However, some projects to improve systems and to finally start looking at
decoupling from the external partner are _FINALLY_ showing up on the roadmap
for 2013. I spent all of 2012 on a brand new project where I enforced my
vision of how things should work (totally modern tech stack, automated builds,
cloud deployments, etc). That project was a big success.

So if I were to stay one of the things I want to know is how I can convince my
manager to get out of the way more, and let me handle a bigger role in
planning and executing the projects. Because even though the projects are
coming up, he is already starting to try to "mentor" the jr dev's by trying to
get them to "own" specific new projects and feature areas for things that
we'll do in 2013. I strongly disagree with this approach; I want team
ownership, but with his hub and spoke approach (my +1 being the hub) to
managing, there is no real development team. The Jr. dev's practically never
increase their skills because they spend so much time on legacy code and
tedious operational stuff that can be handled by interns (i've recommended
this before, buy my manager doesn't agree).

Your point is well taken though, and it's something I've been thinking about.
I would welcome any advice on how to arrange a better environment for myself
at the company, that would allow me more autonomy in leading the developers.
How do other lead developers at small startups handle this kind of situation?

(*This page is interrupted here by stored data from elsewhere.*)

Issue #28, opened 2018-09-11
Run builds on AWS Batch [issue]


tsibley:
This issue is for a work-in-progress feature which I've been working on recently and am currently polishing up.

Even with the working mechanics, there are several external things that need consideration before this can be considered a shippable feature:

- [x] CLI: Default region? (Region is required by `boto3.client("batch")`.)
- [x] IAM: policies allowing normal user roles to submit jobs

Who assigns tasks directly to developers? My manager micro-manages, and
assigns individual tasks to individual developers. I know that if I got to
lead the team myself I'd have been able to incrementally upgrade parts of the
system to free up the Jr. developers' time, and by today they'd have a lot
more free time to work on even more new features. How do I discuss this kind
of thing with my manager without offending his clear need to maintain strong
control over the Jr. developers?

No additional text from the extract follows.